Issue #306, opened 2026-08-03
skills: {sync_table} resolves to nothing, and sync_cost_analysis keeps a second resolver and a second cache


rich7420:
Three defects in and around `sync_cost_analysis`, all touching the same files, verified by the audit. They land as one PR because the resolver deletion is only safe together with the ordering fix (see constraint).

## 1. `{sync_table}` / `{sync_type_table}` resolve to nothing

`skills/base.py` exposes both placeholders, but `connection._find_activity_tables` never emits `sync` or `sync_type` keys — it resolves kernel/runtime/memcpy/memset/nvtx only. The fallback literal therefore fires 100% of the time. A synthetic skill using `{sync_table}` on a profile whose sync table carries a `_V2` suffix raises `no such table`. No shipped skill uses the placeholders yet; this is a trap laid for the next skill author (introduced alongside #297).

## 2. `_resolve_table_name` is a second resolver that is a no-op on the cache engine

Its `WHERE type='table'` filter matches nothing on the Parquet engine, where the catalog entries are views — it returns its input unchanged, and the right answer comes from the alias views instead. It also orders variants opposite to `_find_activity_tables` (`ORDER BY name DESC` = newest, vs `sorted()[0]` = oldest), and interpolates an unescaped SQLite `LIKE` pattern over names full of `_`, a single-character wildcard. Harmless today, wrong by construction.

## 3. `_sync_result_cache` is a duplicate cache that hands out shared state

Keyed on `id(conn)` with no invalidation and never cleared by `Profile.close()`. It is the only skill cache that returns its stored list uncopied: `profile_health_manifest` does `sync_summary = sync_data[0]` and embeds that dict by reference into the manifest, so one mutable dict is shared between the module cache, five consumers, and the manifest output. All five call sites read with `.get()` today, so no wrong output now; one ordinary future mutation corrupts four consumers. The audit measured removal at ~3.5 ms of a ~311 ms build, and the build with the cache disabled was not slower. The per-connection probe bag (#295) already provides the memoization, with copy-on-store/copy-on-read and derived-cursor resolution (#301).

## Constraint (verified)

Deleting the resolver alone flips the chosen table on a hypothetical dual-variant profile from newest to oldest. The variant-ordering fix — prefer exact name, then the highest `_V<n>` — must land in the same PR, or neither lands.

## Done

[...]

Issue #325, opened 2026-08-05
cache: build_cache's docstring describes a deleted builder, and the split left an unreachable wrapper


rich7420:
#321 existed to "correct what the first one claims" and missed the function one level up, because every diff hunk started below it. #322 then made the remaining half wrong too, and left the wrapper it split as a body of unreachable code.

## Stale prose

`build_cache`'s docstring still reads: *"exports key tables to Parquet with ZSTD compression, and generates `nvtx_kernel_map.parquet` using the Python Tier 2 sort-merge logic."*

Both halves are false. The Python builder was deleted in #321. `nvtx_kernel_map.parquet` is no longer generated by `build_cache` at all — #322 made it lazy, materialised on first use.

## Dead code the same pair created

`_build_nvtx_kernel_map`'s guard — `if not all([kernel_table, runtime_table, nvtx_table]): return` — is unreachable-false. Its only production caller already gates on `has_kernel and has_nvtx and has_runtime`, computed from the identical `_find_table(src_tables, ...)` calls over an unchanged set. After #322 that dead check is the wrapper's **entire** remaining body.

The wrapper, the eager branch, `_heartbeat` and `_substep` are now reachable only under `NSYS_AI_ALWAYS_BUILD_NVTX_KERNEL_MAP=1`. That matters for one claim in particular: the heartbeat was justified as covering *"50 s of the 77 s build on the 3.7 GB profile, previously a frozen line"*, and no default run takes that path any more. Either the heartbeat belongs on the lazy path instead, or the justification needs restating.

## The lazy build is silent

Measured on a 225 MB capture: cache build 2.6 s with the map deferred, then 6.7 s inside the first skill that needs it, writing the map back. On the 3.5 GB capture the deferred portion was ~60 s when it ran eagerly. Nothing prints during that first-use build. The wait did not disappear — it moved to a place with no progress signal at all.

## Done

- `build_cache`'s docstring describing what it now does.
- The unreachable guard removed, or the wrapper removed with it.
- A decision on the heartbeat: moved to the lazy path where the wait now is, or its justification corrected.
- Prose and code checked together — the recurring failure here is a hunk that starts below the sentence it falsifies.

Follows #321 and #322.

rich7420:
Correcting this issue against the tree before implementing it. One of the four claims describes code that does not exist here, and a fifth instance of the same defect was missed. Everything below was verified by execution on `main`, not by reading.

## Struck — my claim, and it was wrong

[...]

PR #340, opened 2026-08-05
refactor(cache): drop the empty nvtx_kernel_map wrapper and state what the table guard covers

### LINKED ISSUE #336: cache: four leftovers — a hollow wrapper, a false universal, unguarded placeholders, an overstated README
Four small things left behind by the cache work, batched because each alone is smaller than its own ticket. All verified against the tree.

## 1. A wrapper with nothing in it

#329 removed the unreachable `src_tables` guard from `_build_nvtx_kernel_map`. That was its entire remaining body, so it is now 30 lines of docstring over one delegating call to `_build_nvtx_kernel_map_from_parquet` — whose `bool` return is discarded — with a single production caller.

#325 offered *"the unreachable guard removed, **or** the wrapper removed with it"*. #329 did the first and stopped, reasoning that three tests call the wrapper directly. Those call sites are what should have moved with it.

Fold the docstring into the function that does the work, delete the wrapper, repoint the caller and the tests. `_build_nvtx_kernel_map_from_parquet`'s own docstring still opens *"Split out from `_build_nvtx_kernel_map`"* — the split's reason no longer exists either.

## 2. A false universal in `open_auto_db`

`parquet_cache.py:1054-1055`: *"nothing in this project passes `cache_mode`, so the TUI, the timeline, the web server and the one-shot subcommands all land on `auto`."*

`baseline.py:160` passes `cache_mode="direct"`, and has since #220. The conclusion about the TUI, timeline and web server survives; the premise as written does not, and it is the sentence someone will grep for when they need to know who bypasses `auto`.

## 3. Four of seven placeholders are never guarded

`ACTIVITY_TABLE_PLACEHOLDERS` declares seven. Only `kernel_table`, `runtime_table` and `memcpy_table` appear in any registered `Skill.sql`, so only those three are covered by the abstention guard, which inspects `self.sql`.

`{nvtx_table}`, `{memset_table}`, `{sync_table}` and `{sync_type_table}` do appear elsewhere — but as Python f-strings inside `execute_fn` bodies, which run *after* the guard and are therefore never covered by it. A skill using `{sync_table}` on a profile without that table still gets `no such table` rather than an abstention.

Either extend the guard to `execute_fn` skills, or say in the constant's docstring which subset it actually protects. Silence here is what made #306's `{sync_table}` trap survive.

## 4. README overstates the auto-policy result

README: *"On this workload the first run is already cheaper end to end than querying the export directly, at every size, so the build is the default."*

`open_auto_db`'s own docstring qualifies exactly that: 93 MB is 6.17 vs 6.50 and 3734 MB is 93.57 vs 96.18 — *"3-5%, and run-to-run spread on a loaded box is 15-25% — those two sizes are a wash, not a win."*

Two of four sizes are a wash. The user-facing doc reads as four wins, and it is the doc a user calibrates expectations from. (Lands with #317, which is where the sentence comes from.)

## Done

Each item fixed or explicitly declined with a reason, and item 3 either closed or documented rather than left ambiguous.

rich7420:
Closes #336. Four leftovers from the cache work, batched because each alone is smaller than its own ticket.

## 1. The hollow wrapper is gone

`_build_nvtx_kernel_map` had been reduced by #329 to 30 lines of docstring over one delegating call whose return
value was discarded. The docstring moved onto `_build_nvtx_kernel_map_from_parquet`, the single production caller
was repointed, and so were the three tests that called the wrapper directly.

## 2. The false universal in `open_auto_db`

The comment claimed nothing in the project passes `cache_mode`. `baseline.py:160` has passed `cache_mode="direct"`
since #220. The conclusion about the TUI, timeline and web server survives; the premise is corrected.

## 3. The placeholder guard: documented, not extended

The ticket allowed either. Documenting is the honest choice here, because extending the guard to `execute_fn`
skills is not a one-liner — an `execute_fn` builds its own SQL, so covering it needs a per-skill declaration of
required tables. **#345 tracks doing that**; this PR makes the gap visible instead of leaving it silent, which is
what let the `{sync_table}` trap in #306 survive.

What the note now says is what the tree actually does, each claim checked:

- `nvtx_table` is nearest to right — `requires_nvtx` / `requires_pushpop_nvtx` / `resolve_nvtx_table` are shared
  resolve-and-abstain helpers — but `gc_impact` skips its NVTX half silently and `host_sync_parent_ranges` falls
  back to the literal `NVTX_EVENTS` and reports the failure as an `error` data row.
- For `memset_table`, `sync_table` and `sync_type_table`, **nothing calls `abstain` at all**. None of
  `pipeline_bubble_metrics`, `root_cause_matcher`, `gc_impact`, `host_sync_parent_ranges` or
  `sync_cost_analysis` even imports it.
- `sync_type_table` is the worst of the three, and this was got wrong twice before being measured. Its resolved
  name **is** load-bearing: it reaches the main query's `LEFT JOIN {type_table}` in `sync_cost_analysis`, under a
  local named `type_table` — which is why grepping for `sync_type` misses it. Verified by execution: drop
  `ENUM_CUPTI_SYNC_TYPE` from `tests/fixtures/h100_2gpu_1s.sqlite`, leave the sync table in place, and the skill
  reports "Synchronization tables not found in profile" with zeroes — naming the table that is present rather
  than the one that is not.

`test_the_table_guard_covers_only_sql_templates` pins the three-of-seven split, so a template that starts using
one of the other four fails the test and the note is what gets corrected.

## 4. The README sentence

The README read as four wins where `open_auto_db`'s own docstring records two of the four sizes as a wash
(93 MB: 6.17 vs 6.50; 3734 MB: 93.57 vs 96.18, against 15-25% run-to-run spread). Corrected to match.

## Verification

`ruff` clean; `bandit -c pyproject.toml` clean; full suite green in CI (lint, security, test 3.10/3.11/3.12).

The one local pytest failure seen during development — `test_ci_coverage.py::test_every_skip_has_a_known_reason`
— is a bare-run artifact: it needs `NSYS_TEST_PROFILE`, which CI sets and a local shell does not.


rich7420:

### 1. [high] `src/nsys_ai/skills/base.py:61-64`

The new note asserts "An ``execute_fn`` skill therefore abstains for itself: ``requires_nvtx`` below is the shared helper for the NVTX case, and for the rest the pattern is ``resolve_activity_tables().get(<key>)`` followed by ``abstain`` when it is None." No skill in the tree does that for any of the three non-NVTX placeholders, and two of the six nvtx_table users do not either. sync_cost_analysis.py:35-36 resolves with `tables.get("sync", "CUPTI_ACTIVITY_KIND_SYNCHRONIZATION")` / `.get("sync_type", "ENUM_CUPTI_SYNC_TYPE")` — a canonical default, so the value is never None — and on a missing table returns a data row `{"error": "Synchronization tables not found in profile", ...}` at lines 81-92; `abstain` is not even imported in that file. pipeline_bubble_metrics.py:54 does `.get("memset")` then `if memset_table:` at line 105 and silently skips, also without importing abstain. root_cause_matcher.py:913-916 does `.get("memset")` then `return []`. For nvtx_table, gc_impact.py:69-71 skips silently and host_sync_parent_ranges.py:45 falls back to the literal "NVTX_EVENTS" with no guard at all. Only nvtx_layer_breakdown, code_attribution_candidates and nccl_payload_breakdown match the description. The same false sentence is repeated in the commit message ("the four skills concerned already abstain for themselves through requires_nvtx or a resolve-and-check").

**Why it matters:** This is precisely the defect class #325/#329/#334/#336 exist to remove: a brand-new comment describing code that is not there. It is worse than the stale docstrings it replaces, because it tells the next author the execute_fn skills already honour the abstain-or-nothing contract, so nobody goes looking — and `return []` or an error data row is exactly what the repo rule forbids. It also makes the note self-defeating: it exists to justify documenting the gap rather than closing it, and the justification given is a compliance that does not exist.

### 2. [medium] `src/nsys_ai/skills/base.py:57-59`

"Their uses are Python f-strings inside ``execute_fn`` bodies, which run after the guard, so a missing table there still surfaces as ``no such table`` rather than an abstention." This is the ticket's wording copied through without measuring. For the case the ticket actually names — {sync_table} — sync_cost_analysis.py:75-92 probes with `SELECT 1 FROM {sync_table} LIMIT 0` inside `try/except DB_ERRORS` and returns a zero-valued error row; it never surfaces `no such table`. pipeline_bubble_metrics.py:105-117 and gc_impact.py:69-71 never raise either. The only place the described failure genuinely occurs is host_sync_parent_ranges.py:45,84, which the note does not mention. Also {sync_type_table} appears in no f-string anywhere (`grep -rn sync_type src/` gives only connection.py:454-456, parquet_cache.py:154,369, base.py itself, and `tables.get("sync_type", ...)` at sync_cost_analysis.py:37), so "their uses are f-strings" is not true of that placeholder at all.

**Why it matters:** The note's purpose is to be the authoritative statement of what happens when an unguarded placeholder meets a profile lacking the table. It names the wrong outcome for three of the four placeholders it covers and misses the one skill that really does blow up, so a reader trusting it would fix the wrong skill.

### 3. [medium] `src/nsys_ai/parquet_cache.py:1205-1214`

The unreadable-source paragraph was moved off the deleted wrapper (whose only caller was `build_cache`) onto the shared builder, but it still states only `build_cache`'s consequence: "the ``read_parquet`` error propagates out of this function, and ``build_cache`` deletes the half-built temp dir rather than publishing it ... an unreadable one is not a reason to drop the map and keep the cache, it is a reason to have no cache." The function now has a second caller, `materialize_cached_nvtx_kernel_map` at parquet_cache.py:1781. There the duckdb.Error is not an OSError, so it escapes the `except OSError` at line 1801 and out of `ensure_nvtx_kernel_map`, and both call sites of that — skills/builtins/nvtx_layer_breakdown.py:136-141 and nvtx_attribution.py:248-253 — swallow it with `except DB_ERRORS: pass`. On that path an unreadable published nvtx.parquet is silently ignored, no map is built, and the cache is kept.

**Why it matters:** For a profile whose cached nvtx.parquet is corrupt the answer is now 'abort the build, have no cache' on one path and 'silently degrade, keep the cache' on the other. The merged docstring sits on the function both callers share and asserts the first as if it were universal — the same caller-specific-prose-on-a-shared-function mistake that produced the stale text this PR deletes. It should name the on-demand path, or scope the claim to `build_cache`.

### 4. [low] `src/nsys_ai/skills/base.py:89`

abstain()'s new docstring says "``Agent.analyze`` branches on :func:`is_abstention_row`". Agent.analyze (src/nsys_ai/agent/loop.py:164-233) contains no such branch — it calls `skill.format_rows(rows)` and appends the text. The is_abstention_row call sites at loop.py:482, 507 and 542 belong to `_first_actionable_row` / `_confidence_label` / `_evidence_lines`, reached from the `ask` path at loop.py:381-384, not from analyze. analyze touches one only transitively via `_try_llm_synthesis` at loop.py:702, and only when an LLM is configured. What actually makes an abstention visible in analyze's output is `Skill.format_rows` at base.py:638-639 — the same code that makes it visible in `skill run`.

**Why it matters:** The docstring's job here is to tell the next author where to look to watch an abstention surface. It names a method that does not contain the branch, so the obvious check (open analyze, grep for is_abstention_row) fails and the reader concludes the docstring is stale — again. Naming format_rows plus _try_llm_synthesis would be checkable.

### 5. [low] `src/nsys_ai/skills/base.py:87-93`

The three claims added to abstain()'s docstring (skill run prints "not applicable to this profile"; it is not EvidenceBuilder, whose `_invoke_to_findings` drops abstention rows; the "16 findings with the guard and 16 with it disabled" measurement on a MEMCPY2-only profile) are a near-verbatim duplicate of the comment block already inside Skill.execute at base.py:566-581, in the same file. Separately, the coverage note at line 52 omits the guard's second escape: `if placeholder in resolved: continue` at base.py:555-557 means a caller that passes the table name explicitly is uncovered even for the three 'covered' placeholders.

**Why it matters:** Two copies of the same measured claim in one module is how the drift this ticket exists to clean up begins — the next correction lands on one copy. A cross-reference to the Skill.execute comment costs nothing and cannot diverge, and the omitted escape means the note's 'three of seven are covered' is itself an upper bound, not the whole rule.

---

Finding 1 is **confirmed**. None of the five `execute_fn` skills named import `abstain` at all:

```
sync_cost_analysis        imports_abstain=0   returns {"error": "Synchronization tables not found in profile"}
pipeline_bubble_metrics   imports_abstain=0   returns []
gc_impact                 imports_abstain=0   returns []
host_sync_parent_ranges   imports_abstain=0   returns [{"error": ...}]
root_cause_matcher        imports_abstain=0   returns []
```

So the sentence "An `execute_fn` skill therefore abstains for itself ... followed by `abstain` when it is None"
describes a pattern that exists nowhere in the tree. In a PR whose stated purpose is removing comments that
describe absent code, this is the defect it set out to fix.

Finding 4 is also confirmed: `Agent.analyze` contains no `is_abstention_row` call. The call sites are at
`agent/loop.py:482,507,542,625,702`, none of which is inside `analyze`.

rich7420:
Addressed in 125c3c2 (source change is ead4735; the second commit only restores two fixtures a local
pytest run rewrote in place and `git commit -a` swept up — no source in it).

Follow-up issue for the real gap: **#345**.

### 1. [high] `skills/base.py:61-64` — the execute_fn abstain claim — **fixed**

Confirmed by my own grep: none of `sync_cost_analysis`, `pipeline_bubble_metrics`, `gc_impact`,
`host_sync_parent_ranges`, `root_cause_matcher` imports `abstain`. The sentence is gone. What is there
now says the opposite and names each case:

- `nvtx_table` — `requires_nvtx` / `requires_pushpop_nvtx` / `resolve_nvtx_table` are real shared
  resolve-and-abstain helpers and seven builtins abstain through one of them
  (`grep -rl 'requires_nvtx(\|requires_pushpop_nvtx(\|resolve_nvtx_table(' src/nsys_ai/skills/builtins/`
  → code_attribution_candidates, iteration_detail, iteration_timing, nccl_compile_context_breakdown,
  nccl_payload_breakdown, nvtx_kernel_map, nvtx_layer_breakdown). `gc_impact` and
  `host_sync_parent_ranges` are called out as the two that do not.
- `memset_table` / `sync_table` — nothing calls `abstain`; the note lists the skip / `[]` / error-row
  behaviour per skill.
- `sync_type_table` — reaches no f-string; only use is the `tables.get("sync_type", ...)` default.

The note now says closing this needs a per-skill required-tables declaration, and points at #345.
Not fixing the five skills here, per scope.

### 2. [medium] `skills/base.py:57-59` — "surfaces as `no such table`" — **fixed**

Checked each: `sync_cost_analysis:75-92` probes `SELECT 1 FROM {sync_table} LIMIT 0` in
`try/except DB_ERRORS` and returns a zeroed error row; `pipeline_bubble_metrics:105` guards with
`if memset_table:`; `gc_impact:70` with `if nvtx_table:`. You're right that none of them raises. One
correction to the finding: `host_sync_parent_ranges` doesn't raise either — the queries at :84-97 are
inside `try/except DB_ERRORS` and it returns `[{"error": ...}]` at :98-106, so the exception text is
surfaced in a data row rather than propagating. So the accurate statement is "silence or an untyped
error row, never an abstention and never a raised `no such table`", and that is what the note says.
The `{sync_type_table}` point is correct and is now stated explicitly.

### 3. [medium] `parquet_cache.py:1205-1214` — caller-specific prose on a shared function — **fixed**

Confirmed: `materialize_cached_nvtx_kernel_map:1791` catches `OSError` only, so a `duckdb.Error`
escapes it and `ensure_nvtx_kernel_map`, and both call sites (`nvtx_layer_breakdown:136-141`,
`nvtx_attribution:248-253`) do `except DB_ERRORS: pass`. The paragraph is now split: one for the
`build_cache` path, one for the on-demand path saying the published cache is kept and the query takes
its no-map fallback. Also corrected the build-time half — the temp-dir delete is in `build_cache`'s
`except BaseException` at :272-276, so the error propagates *through* `_build_cache_into`, it is not
handled there.

### 4. [low] `skills/base.py:89` — "`Agent.analyze` branches on `is_abstention_row`" — **fixed**

Confirmed: `analyze` (loop.py:164-233) calls `skill.format_rows(rows)` at :217 and appends the text;
no `is_abstention_row` in it. Both places now name `Skill.format_rows` as the single formatter, and
note that its only two callers are `Skill.run` (which is what `skill run` reaches via
`registry.run_skill`) and `Agent.analyze` — `grep -rn format_rows src/nsys_ai/` returns exactly those
two call sites. I fixed the identical wrong sentence in the `Skill.execute` comment too rather than
leave a known-false copy behind.

### 5. [low] `skills/base.py:87-93` — duplication + the second guard escape — **fixed**

The 16-findings measurement now lives only in the `Skill.execute` comment; `abstain()`'s docstring
points at it instead of restating it. The `if placeholder in resolved: continue` escape at :555-557 is
now in the coverage sentence ("and only when the caller did not name the table itself").

### Verification

`pytest tests/ -q` with `PYTHONPATH=<worktree>/src`: 1521 passed, 1 failed, 146 skipped. The one
failure is `test_ci_coverage.py::test_every_skip_has_a_known_reason`, which needs `NSYS_TEST_PROFILE`
and fails on any bare local run — not from this change. `ruff check src/ tests/` clean;
`bandit -c pyproject.toml -r src/ -ll` clean.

TRY IT:
Each line in the listing above from the one containing "call whose return" through the one containing "value was discarded." should be repeated exactly, and no other line.

ANSWER BOX:
`_build_nvtx_kernel_map` had been reduced by #329 to 30 lines of docstring over one delegating call whose return
value was discarded. The docstring moved onto `_build_nvtx_kernel_map_from_parquet`, the single production caller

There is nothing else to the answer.